_DESCRIPTION OF THE TASK_:
Write out exactly the lines running from the line that includes "--- a/.github/workflows/targeted-dependency-update.yml" to the end of the data, both ends included, and nothing besides.

_GIVEN RECORDS_:
○ ○ ○

PR #1304, opened 2026-07-30
refactor(workflows): fix zizmor findings and improve security permissions

inlined:
### Description
- Added top-level permissions block and explanatory comments to `targeted-dependency-update.yml` to restrict default GITHUB_TOKEN permissions.
- Added top-level concurrency configuration to prevent race conditions and concurrent runs on duplicate triggers across all workflows.
- Set `persist-credentials: false` on checkouts to avoid potential credential leakage in test runs.
- Added explicit names to jobs to make results more readable in the GitHub Actions UI.

### Scenarios Tested
Ran zizmor on the modified workflows using:
- `zizmor --persona=auditor .github/workflows`
- `zizmor --pedantic --min-severity=informational .github/workflows`

Both checks passed with no findings.

### DIFF
--- a/.github/workflows/targeted-dependency-update.yml
+++ b/.github/workflows/targeted-dependency-update.yml
@@ -4,12 +4,19 @@ on:
     - cron: '0 0 * * 1' # Weekly
   workflow_dispatch: # Manual trigger
 
+concurrency:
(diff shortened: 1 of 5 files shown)


jhuleatt (approved):

jhuleatt:
Thanks!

○ ○ ○

_EXERCISE ANSWER_:
--- a/.github/workflows/targeted-dependency-update.yml
+++ b/.github/workflows/targeted-dependency-update.yml
@@ -4,12 +4,19 @@ on:
     - cron: '0 0 * * 1' # Weekly
   workflow_dispatch: # Manual trigger
 
+concurrency:
(diff shortened: 1 of 5 files shown)


jhuleatt (approved):

jhuleatt:
Thanks!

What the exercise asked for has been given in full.